Using Large Input Sets with Hardware Performance Monitoring for Profile Based Compiler Optimizations

Date of Submission: 
September 17, 2004
Report Number: 
Report PDF: 
Traditional Profile Guided Optimization (PGO) uses program instrumentation with one or more small training input data sets to generate edge or value profiles to guide compiler optimizations. This approach has been effective in predicting branch directions for many applications. However, for optimizations that are more dependent on the performance characteristics and the accuracy of the profiles, it is not clear whether profiles generated with small input data sets can reliably predict the program behavior under different input sets.

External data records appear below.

PR #392, opened 2023-04-25
fix: disable track initial page view

wpf500:
The initial page view always seems to be the root (`/`) regardless of the page the user landed on. The real initial page is triggered subsequently anyway so just remove the extra initial page view


wpf500:
Meant to raise PR for fork

PR #407, opened 2023-05-30
feat: add "end now" button to callout view

rlafuente:
In the callout view, the new "End now" button sets the expiry date to the current date/time. The user is returned to the callout list with a success message, indicating that the change can be reverted by editing the callout.

~~(i have vue-formio errors on `npm run check` but I bet this has to do with my installation and is unrelated to this feature.)~~ not anymore

### Screenshots

image

## Checklist before merging

- [ ] Translations for all new i18n strings


rlafuente:
A couple of notes after testing this feature:

1. Thinking that it might make sense to have a "Reopen" button for closed callouts, useful to fix a misplaced click, or to quickly make a closed callout available again. It could set the callout as open without an expiry date, and the success notification ought to mention this clearly ("if you want to set an expiry date, edit the callout")
2. Not sure about also including the "End now" button in the callout edit page; the "Dates" section is one click away once you open the edit UI. Adding an extra action button (besides Update and Revert to Draft) will likely make the interface clunkier. 
3. After closing a callout with the "End now" button in the callout detail page, we're redirected to the callout list. Would it make more sense to remain on the detail page?

wpf500:
1. Sounds good
2. Agreed
3. I think it should stay on the same page but that is slightly complicated by the need to update the UI to set the status to ended. This is a pattern that generally needs looking at (e.g. same for contact updates) but there isn't currently a pattern to reuse for this. So either: 1) just leave it as a redirect for now or 2) let's talk about the implementation.

rlafuente:
We've just added the "Reopen" action to closed callouts. 

Right now it changes the start date to the moment when it was reopened, not sure if it's the ideal action.

(also, agree that we can leave the post-action redirect until it becomes urgent to revise the UI patterns)

src/pages/admin/callouts/view/[id]/index.vue
```diff
@@ -134,6 +150,37 @@ async function confirmDeleteCallout() {
   router.push({ path: '/admin/callouts' });
 }
 
+async function endThisCallout() {
+  const now = new Date();
+  const calloutData = {
```
Comment (wpf500) [inline src/pages/admin/callouts/view/[id]/index.vue]: I think you can probably simplify this to:
```ts
await updateCallout(props.callout.slug, {expires: new Date()})
```

i.e. You only need to send an update for the properties that are changing

src/pages/admin/callouts/view/[id]/index.vue
```diff
@@ -134,6 +150,37 @@ async function confirmDeleteCallout() {
...
+  addNotification({
+    title: t('calloutAdmin.ended'),
+    variant: 'success',
+  });
+  router.push({ path: '/admin/callouts' });
+}
+
+async function reopenThisCallout() {
+  const now = new Date();
+  const calloutData = {
```
Comment (wpf500) [inline src/pages/admin/callouts/view/[id]/index.vue]: Hmm not sure whether to update the `starts` property or not. I'd be tempted to go for the less "destructive" option here and not overwrite it as they can always update that in the edit interface if they want to.

Also same as above, can probably be simplified to
```ts
await updateCallout(props.callout.slug, {expires: null})
```

wpf500 (changes requested):

src/pages/admin/callouts/view/[id]/index.vue
Comment (rlafuente) [reply src/pages/admin/callouts/view/[id]/index.vue]: aha great -- since `calloutData` was set using `props.callout`'s properties in `replicateThisCallout` (which was the function i repurposed), i thought they had to be included. Fixing

Comment (rlafuente) [reply src/pages/admin/callouts/view/[id]/index.vue]: hm, i get

```Argument of type '{ expires: Date; }' is not assignable to parameter of type 'AllowNull<CalloutData & CalloutFormData>'.
  Type '{ expires: Date; }' is missing the following properties from type 'AllowNull<CalloutData & CalloutFormData>': slug, title, excerpt (....)
```

and if i add `...props.callout` to have these properties, i get a 400 error with `property status should not exist`, which seems to be because `status` comes with props.callout (which i had sorted before by setting it as undefined in calloutData before feeding it to `updateCallout`)

i guess i can try removing it, but in the end it seems messier than what we had with `calloutData`. I'm sure there's a simple way out but I can't grok it easily

src/pages/admin/callouts/view/[id]/index.vue
Comment (rlafuente) [reply src/pages/admin/callouts/view/[id]/index.vue]: same problem as above :/

src/pages/admin/callouts/view/[id]/index.vue
Comment (wpf500) [reply src/pages/admin/callouts/view/[id]/index.vue]: Hmm the type needs updating on the `updateCallout` method. The general pattern we use is to create a new type called `UpdateCalloutData` in `api.interface.ts` then use that type for the update method:

```ts

// In api/api.interface.ts

// Find this line
export type CreateCalloutData = AllowNull<CalloutData & CalloutFormData>;
// Add this new line
export type UpdateCalloutData = Partial<CreateCalloutData>;

// In api/callout.ts

// Replace this
export async function updateCallout(
  slug: string,
  calloutData: CreateCalloutData
): Promise<GetCalloutData> {

// With

export async function updateCallout(
  slug: string,
  calloutData: UpdateCalloutData
): Promise<GetCalloutData> {
```

wpf500 (approved):

PR #415, opened 2023-06-14
refactor: move callout admin components to pages/admin/callouts

wpf500:
Move the admin specific callout components into the correct folder, move `ActionButton` into general components.


wpf500:
Changes applied in #437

We studied the frequent execution paths, IPC, and the stall cycles breakdown of the test, train and different reference input sets of the SPEC2000Int benchmarks. Our studies indicate that small input sets are less effective in predicting the program behavior for larger input data sets. We propose to use hardware performance monitor (HPM) sampling based profiles to guide optimizations, because it can work with larger input sets and gather information on important performance events. As a proof of concept, we have implemented one type of HPM sampling based PBO. We use the dynamic call path sampled by HPM to automatically guide procedure inlining in the ORC Compiler. Our results show that this approach has much lower profiling overhead, and offers significant performance gains.